Washington's Revolving Door: The Bigs Get Bigger

Blog Articles · Aug 6, 2013 · Budget and Spending

Washington Post article pointed out President "Obama came into office promising that his administration would hew to higher standards than his predecessors did" when it came to the lucrative revolving door:

But the efforts have done little to slow a tide of groups hiring former top aides as highly paid consultants, speakers and media advisers in an effort to influence the administration - part of a longtime Washington practice in which interest groups seek access to the White House by hiring people who used to work there.

There has been a lot of focus on the movement of individuals and what it means for specific companies and industries, but there has been less focus on what it means for our system of governance. The short answer is that as the revolving door spins, the bigs will only get bigger. In other words, big business (or big labor, big education, etc) will play nice with big government and big government will play nice with them.

Discussing the problems facing the implementation of Obamacare, the Washington Post relayed this little-reported finding:

[Stan Dorn, a senior fellow at the Urban Institute] also pointed to some experiments looking at H&R Block's efforts to help their tax clients enroll in public benefits. In one, the tax preparation company filled out the paperwork for clients eligible for SNAP. As helpful as it was to simply fill out the forms, participation in the food assistance program was 80 percent higher when the company took the extra step of submitting the paperwork on the clients' behalf.

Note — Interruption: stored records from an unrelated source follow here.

PR #10962, opened 2023-10-07
Draft: Fix cursor scaling issue

### LINKED ISSUE #6793: Snapping feature will not work under certain conditions

### Forums discussion

https://forum.freecadweb.org/viewtopic.php?f=3&t=67463

### Version

0.19 (Release)
0.20
0.21

### Full version info

```shell
OS: macOS 10.16
Word size of OS: 64-bit
Word size of FreeCAD: 64-bit
Version: 0.19.24366 (Git)
Build type: Release
Python version: 3.9.7
Qt version: 5.12.9
Coin version: 4.0.0
OCC version: 7.5.3
Locale: C/Default (C)
```

```
OS: macOS 10.16
Word size of FreeCAD: 64-bit
Version: 0.20.28751 (Git)
Build type: Release
Python 3.9.12, Qt 5.12.9, Coin 4.0.0, OCC 7.5.3
Locale: C/Default (C)
```

### Subproject(s) affected?

_No response_

### Issue description

I cannot object snap.
Neither the snap icon nor the white dot will appear.
It looks like I encounter this issue while working with my Mac, not when working on my wife's Win11 laptop.

I really have no clue of where the problem is originated, however, as I tried to explain in my topic, **it happens whenever the system cursor is shown instead of the crosshair cursor**.
As I described in my posts, it _may_ not happen if I turn on the computer and don't connect the external display (via USB-C). However, with the same display connected to the Win11 laptop (via HDMI instead), I will **not** experience such issue.

It looks like no-one on the forum could help.
I may use the Win11 computer as a workaround, hoping in a fix.
Unfortunately I can't code, but I may give developers further informations about this problem, if needed.

### Anything else?

_No response_

### Code of Conduct

Roy-043:
Fixes #6793

### DIFF
--- a/src/Mod/Draft/draftguitools/gui_snapper.py
+++ b/src/Mod/Draft/draftguitools/gui_snapper.py
@@ -1164,8 +1164,7 @@ class Snapper:
     def device_pixel_ratio(self):
         device_pixel_ratio = 1
         for w in self.get_quarter_widget(Gui.getMainWindow()):
-            if int(QtCore.qVersion().split('.')[0]) > 4:
-                device_pixel_ratio = w.devicePixelRatio()
+            device_pixel_ratio = w.devicePixelRatio()
         return device_pixel_ratio
 
     def get_cursor_with_tail(self, base_icon_name, tail_icon_name=None):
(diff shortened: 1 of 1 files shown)


yorikvanhavre (approved):
Indeed it seems like double use... Let's see if that works!

PR #10964, opened 2023-10-07
[HOLD] Core: this PR fixes compiler warnings caused by PR #9521

wwmayer:
and most of the coding flaws. Also some trailing whitespaces are fixed


wwmayer:
Before merging this PR it should be checked if most of the PR #9521 should be reverted.

PR #814, opened 2026-09-15
fix(auth): end session when refresh token is rejected + MED-397

zizhenliu0427:
## Summary

Fixes MED-397 — expired session never logs the user out and retries forever. When the server rejects a refresh token (for example, because it has expired), the frontend now clears the stored session and redirects to `/login`. Previously, the client silently swallowed the failure, left the user stranded on a broken-looking page, and issued a fresh refresh call for every subsequent API request.

- **Session death on rejection** — a new `endSession()` in `api.ts` clears persisted auth state, fires an `auth:session-ended` event so the Zustand store resets in-memory state, and hard-redirects to `/login`. It runs once per shared refresh, not once per waiting request.
- **Retryable vs non-retryable** — `getSharedRefreshedToken` now uses the raw `requestTokenRefresh` (which throws on failure) instead of `refreshAccessToken` (which catches everything and returns null). A 4xx ends the session; a 5xx or network error keeps the user signed in so a backend blip does not force everyone to re-authenticate.
- **permissionApi single-flight** — `permissionApi.ts` was calling `refreshAccessToken` directly, bypassing the shared de-duplication. It now uses `getSharedRefreshedToken`, so concurrent 401s across all three HTTP clients share one refresh call.
- **Google Docs exception preserved** — the `shouldBypassGlobalLogout` guard in `api.ts` is unchanged. A Google Docs integration 401 still passes through without triggering refresh or logout.

## Files Changed

(5 files)

**Frontend — API client layer**
- `frontend/src/lib/api.ts` — extract `requestTokenRefresh` (throws); add `endSession()`, `SESSION_ENDED_EVENT`; `getSharedRefreshedToken` catches and calls `endSession` on non-retryable failure; interceptor calls `endSession` when no refresh token exists but a bearer was sent
- `frontend/src/lib/api/preferencesApi.ts` — import `endSession`; interceptor calls `endSession` when no refresh token exists but a bearer was sent
- `frontend/src/lib/api/permissionApi.ts` — switch from `refreshAccessToken` to `getSharedRefreshedToken`; import `endSession`; call `endSession` when no refresh token exists but a bearer was sent
- `frontend/src/lib/authStore.ts` — listen for `SESSION_ENDED_EVENT` and call `clearAuth()` to reset in-memory auth and chat state

**Frontend — tests**
- `frontend/src/__tests__/lib/tokenRefreshSingleFlight.test.ts` — expand "refresh fails" test to assert session is cleared; add "server error keeps session" test; add "Google Docs 401 bypasses refresh and logout" test

## Expected Result

- A rejected refresh token (401/400 from `/auth/token/refresh/`) clears the session and redirects to `/login`.
- A server error (5xx) or network failure on refresh keeps the user signed in.
- Concurrent 401s across `api`, `preferencesApi`, and `permissionApi` share one refresh call (existing behaviour, now also covering permissionApi).
- Google Docs integration 401s do not trigger refresh or logout (existing behaviour, preserved).
- Opening a public share link while the browser holds a dead session sends the user to `/login`.

## Follow-up Recommendation

- **Backend token revocation:** the refresh endpoint does not check `auth_token_version`, so after a password change it keeps issuing access tokens that are immediately rejected — other tabs and devices get stuck with failing requests instead of being logged out. Logout also does not revoke refresh tokens, because the SimpleJWT token blacklist app is not installed. Both need backend fixes; once the refresh endpoint rejects those tokens, this change logs those sessions out.
- **Two-tab logout:** other open tabs are not notified when one tab logs out. A `BroadcastChannel` or `storage` event listener could propagate the logout immediately.
- **Portal client:** `portalAuth.ts` has its own refresh flow for the client portal. It has the same gap but is a separate login system and out of scope for this ticket.

## Test Plan

- [x] `tokenRefreshSingleFlight.test.ts` — **5 passed** (3 existing tests, one extended to assert the session is cleared, + 2 new)
- [x] Frontend lint — clean on all 5 changed files
- [x] `tsc` — only the 5 pre-existing e2e spec errors
- [x] Manual QA: sign in → replace tokens with junk → click around → expect one failed refresh, then `/login`
- [x] Manual QA: block `/auth/token/refresh/` in DevTools → expect errors but stay signed in

Results recorded against commits `8c0fb1dfe` and `2ffbcea86` on branch `feature/MED-397-expired-session-logout`.

Ticket: [MED-397](https://linear.app/mediajira/issue/MED-397/expired-session-never-logs-the-user-out-and-retries-forever)


quanwangniuniu (approved):
Good job

PR #816, opened 2026-09-17
fix(tenant): restore caller schema after temporary tenant switches (MED-402)

FFFLAREEE:
## Summary
- Temporary tenant schema hops during org create, join, register, and SSO now go through `tenant_schema_context`, which restores the caller’s search path instead of resetting to `public`.
- `provision_tenant_schema` / `_create_tenant_tables` uses the same helper, so `Organization.save()` no longer clobbers the middleware-selected tenant mid-request.
- Adds regression tests that pin search_path after nested switches, including error paths and the create/join organization views.

## Test plan
- [x] `pytest core/tests/test_tenant_context.py` (5 passed)
- [x] `pytest authentication/tests/test_sso.py authentication/tests/test_register.py core/tests/test_onboarding.py` (48 passed)
- [ ] CI green against `prod-preview`

Made with [Cursor](https://cursor.com)


quanwangniuniu (approved):
Good job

This isn't the first time H&R Block has found itself in reporters' crosshairs. The Washington Examiner's Tim Carney has the story:

In 2009, the Obama administration hired Mark Ernst, the previous CEO of tax prep giant H&R Block, as IRS deputy commissioner. Ernst became a "co-leader" (in the words of an IRS spokesman) in drafting new regulations for tax preparers.
This seems to clash with President Obama's executive order barring appointees from working on regulations directly affecting their former employers.
...
Ernst's regulations require anyone paid to prepare taxes to get a license, pass a test, pay an annual fee and complete a 15-hour course in tax training every year.
Many paid preparers already meet stringent testing and continuing education standards in order to become "Enrolled Agents." Absent Obama's rules, taxpayers have a choice: You could hire an Enrolled Agent or H&R Block, and pay a little more for the added expertise or institutional support. Or you could choose someone like Elmer Kilian, a retired Korean War veteran who, for 30 years, has spent a couple months a year helping his neighbors in Eagle, Wis., file their taxes.
Obama and Ernst's rule would effectively put Kilian and thousands like him out of business.
That's why H&R Block supports the rule. A 2010 analysis by investment bank UBS concluded the rules "should help Block" for many reasons, including "add[ing] barriers to entry (or continuation) for small preparers."

When large companies support massive regulatory schemes, you can almost guarantee a much smaller competitor will bear the burden. Need another example, just see the fight over the Internet sales tax.

As Heritage Action's CEO Michael A. Needham and COO Tim Chapman have explained, "The Bigs - Big Wall Street, Big Government, Big Labor, and Big Business - are all protected classes in the American political system." This "corrupt nexus" is destroying trust in government and eroding Americans freedoms.